# Melbourne Kayak Fishing club



## matthew2 (Sep 23, 2007)

HI ALL
Is there a melbourne kayak fishing club ? If there is,nt why not form one like other states ? there seem to be enough yakers out there ;-) post a reply on the idea !


----------



## SgtWilson (Oct 6, 2008)

matthew2 said:


> HI ALL
> Is there a melbourne kayak fishing club ? If there is,nt why not form one like other states ? there seem to be enough yakers out there ;-) post a reply on the idea !


I bags President!

Just kidding  :lol:

That sounds like a great idea.

I don't think there is a Melbourne club?


----------



## zipper (Feb 27, 2008)

dude no joke, this is freaky i was about to post this last night!
i'm in for sure and think its a great idea.
we will need our own site though, and it needs to be better than those bloody SA's ;-)

cheers


----------



## wtownfisher (Oct 11, 2008)

Great idea you would need a meeting point or clubhouse to think of also. :

Paul


----------



## L3GACY (Sep 2, 2007)

zipper said:


> we will need our own site though, and it needs to be better than those bloody SA's ;-)


Doesn't matter how nice your site looks you'll still have to live with the fact you're a Victorian. 8)


----------



## salmonsnature (Apr 24, 2008)

kraley said:


> L3GACY said:
> 
> 
> > zipper said:
> ...


ohhhhhhhhhhh 8)

I think that would be a great idea also


----------



## mcbigg (Jul 14, 2007)

L3GACY said:


> zipper said:
> 
> 
> > we will need our own site though, and it needs to be better than those bloody SA's ;-)
> ...


Me thinks it's on!

(I'll have to sit on the fence here.

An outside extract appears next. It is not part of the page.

PR #1394, opened 2023-03-22
Tendermint34Client maxAge

codehans:
On the Kujira dapps we use a community sourced set of RPC clients to provide chain connections for users, in order to promote redundancy and decentralisation. We use a `Promise.any` approach to selecting an RPC provider when a UI initialises, in order to pick one with low latency to the user.  Sometimes some of these clients fall behind yet still have a fast response time, particularly when you're accessing from a geographically underserved location.  This results in stale data, account sequence mismatches, etc.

I live in SA and fish mostly (and caught all of my Mulloway) in Vic.)


----------



## L3GACY (Sep 2, 2007)

mcbigg said:


> (I'll have to sit on the fence here. I live in SA and fish mostly (and caught all of my Mulloway) in Vic.)

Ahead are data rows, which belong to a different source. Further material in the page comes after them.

Issue #1316, opened 2022-10-31
Can we skip polling when using `broadcastTx` ?


williamchong:
Currently `broadcastTx` always polls tx for block inclusion. While `timeoutMs` and `pollIntervalMs` is configurable, setting them to 0 would make the function instantly throws a timeout error as a side effect.
Allowing polling to be skipped in `broadcastTx()` without throwing an error would allow batch sending of many transactions to be easier.

(I understand many messages can be included in one transaction, however in some cases we would want to send batch transactions with different memos)

webmaster128:
Tracking the block inclusion is an essential feature of `broadcastTx`. If you don't need or want that feature, it buils down to just this line:

```ts
const broadcasted = await this.forceGetTmClient().broadcastTxSync({ tx });
```

which you can call directly if you have a `Tendermint34Client` at hand. You can do that manually.

An alternative approach to using Tendermint34Client is keeping the polling but not waiting for the promise resolutions. In https://github.com/noislabs/nois-bot/blob/74a5f9c8fc64c325f0d078420169a8514e3c3dbf/index.js#L205-L222 you find a multi-cast implementation where 3 `broadcastTx` to different RPCs are made in parallel. Once everything is sent, the code checks all the results.

williamchong:
it's actually hard to get `Tendermint34Client` from `stargateSigningClient` since it's a private getter
To make usage easier, do you think skipping polling if `timeoutMs` is set to special value 0 or -1 makes sense? If yes I can try to make a PR

webmaster128:
What if we add a `broadcastTxSync` next to `broadcastTx` which does not track the block inclusion? It would only contain those lines and then return after checkTx:
https://github.com/cosmos/cosmjs/blob/e89a91401f50326b528cce5fc189f8aed3ee400b/packages/stargate/src/stargateclient.ts#L473-L479

williamchong:
Yes that would work well 👍

webmaster128:
@williamchong Can you have a look at #1396 to see if it solves your problem?

PR #1396, opened 2023-03-27
Improve DX - Stargate sign and broadcast

DavideSegullo:
Hi, as stated in the title of the PR I would like to suggest the inclusion of a new method to sign a tx and then not have to wait for it to be inserted into a block.

Currently it is possible to do this, but by putting workarounds with ts-ignore, I think it is more appropriate to add a method directly.

### Why?
In nabla, we are working on a [utility](https://github.com/nabla-studio/cosmos-txs-tracer) to track transactions using websockets, so it is useful to get the hash of the tx right away and then pass it to the utility, as polling is limited.


webmaster128 (commented):
This is cool, thank you for your contribution! It closes this ticket and uses the solution I suggested over there: https://github.com/cosmos/cosmjs/issues/1316.

I just have two change requests:
- Could you rename `*WithoutPolling` -> `*Sync` to follow the naming given by the backend? Also polling is an implementation detail that can change over time.
- Can you deduplicate the code for all cases such that e.g. `broadcastTx` uses `broadcastTxSync` for the first steps of the operation (accepted by the node)?

DavideSegullo:
> This is cool, thank you for your contribution! It closes this ticket and uses the solution I suggested over there: #1316.
> 
> I just have two change requests:
> 
> * Could you rename `*WithoutPolling` -> `*Sync` to follow the naming given by the backend? Also polling is an implementation detail that can change over time.
> * Can you deduplicate the code for all cases such that e.g. `broadcastTx` uses `broadcastTxSync` for the first steps of the operation (accepted by the node)?

Yes, it seems fine to me, I did some changes, is it okay now?

webmaster128 (commented):
Diff LGTM, thanks!

Could you add one test for each new function (one `describe` block per function)? No need to copy all the cases we have for signAndBroadcast but at least one happy path to ensure this does not break over time.

And then we need a CHANGELOG entry in the Unreleased section for this work.

Once we have the two things, this can get shipped in 0.31.0. Thank you!

DavideSegullo:
> signAndBroadcast

Ofc,  I have added some tests, please tell me if they are enought!

packages/stargate/src/signingstargateclient.spec.ts
```diff
@@ -690,6 +690,313 @@ describe("SigningStargateClient", () => {
...
+        };
+        const fee = {
+          amount: coins(2000, "ucosm"),
+          gas: "222000", // 222k
+        };
+        const memo = "Use your power wisely";
+        const transactionHash = await client.signAndBroadcastSync(faucet.address0, [msgAny], fee, memo);
+       
+        expect(transactionHash).toMatch(/^[0-9A-F]{64}$/);
+      });
```
webmaster128, line 721: Could you end all the new tests with

```ts
await sleep(simapp.blockTime * 1.5); // wait for block inclusion to update account sequence for next test
```

Otherwise the tests ends with a tx in the mempool and the next test gets the old sequence.

packages/stargate/src/signingstargateclient.spec.ts
```diff
@@ -690,6 +690,329 @@ describe("SigningStargateClient", () => {
...
+
+        const msg = MsgDelegate.fromPartial({
+          delegatorAddress: faucet.address0,
+          validatorAddress: validator.validatorAddress,
+          amount: coin(1234, "ustake"),
+        });
+        const msgAny: MsgDelegateEncodeObject = {
+          typeUrl: "/cosmos.staking.v1beta1.MsgDelegate",
+          value: msg,
+        };
```
webmaster128, line 712: Okay, looking at the CI failure we need a different message type here. The additional MsgDelegate makes an unrelated staking query fail. When we change to some simple MsgSend the problem should go away.

packages/stargate/src/signingstargateclient.spec.ts
webmaster128: Seems like this worked!

packages/stargate/src/signingstargateclient.spec.ts
DavideSegullo: Done

packages/stargate/src/signingstargateclient.spec.ts
```diff
@@ -690,6 +690,333 @@ describe("SigningStargateClient", () => {
...
+          amount: coins(2000, "ucosm"),
+          gas: "200000",
+        };
+        const memo = "Use your power wisely";
+        const transactionHash = await client.signAndBroadcastSync(faucet.address0, [msgAny], fee, memo);
+        
+        expect(transactionHash).toMatch(/^[0-9A-F]{64}$/);
+
+        await sleep(simapp.blockTime * 1.5); 
+      });
```
webmaster128, line 1016:
```suggestion
```

webmaster128 (commented):
Let's remove those delegation tests. Otherwise the staking about in some other test fails. This is not great right now as the staking balance tests depends on the MsgDelegate tests. But let's move on here and get this in.

packages/stargate/src/signingstargateclient.spec.ts
webmaster128: It seems like I don't have permission to commit this change

DavideSegullo:
> Let's remove those delegation tests. Otherwise the staking about in some other test fails. This is not great right now as the staking balance tests depends on the MsgDelegate tests. But let's move on here and get this in.

Done, I approved it!

webmaster128:
Okay it seems like only a linting issue left. Could you fix them (with `yarn && yarn lint-fix` in the repo root)?

webmaster128:
Seems like I can't push here. Could you allow changes by maintaners? Then I can write a CHANGELOG entry, push here and merge to get it in the 0.31 release.

DavideSegullo:
> Seems like I can't push here. Could you allow changes by maintaners? Then I can write a CHANGELOG entry, push here and merge to get it in the 0.31 release.

Do you know how I can enable it?

> Okay it seems like only a linting issue left. Could you fix them (with `yarn && yarn lint-fix` in the repo root)?

Done

webmaster128:
Thanks, see here: https://github.com/bisq-network/style/issues/4

DavideSegullo:
> Thanks, see here: [bisq-network/style#4](https://github.com/bisq-network/style/issues/4)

Shotgun Mcbigg. There, you're a South Aussie now.


----------



## zipper (Feb 27, 2008)

mcbigg said:


> Me thinks it's on!


fine if i must
just a starter and a light read
http://uncyclopedia.org/wiki/Adelaide

beat that fool


----------



## L3GACY (Sep 2, 2007)

OMG LOL I have mad computing skillz and can lynk to websytes too homez.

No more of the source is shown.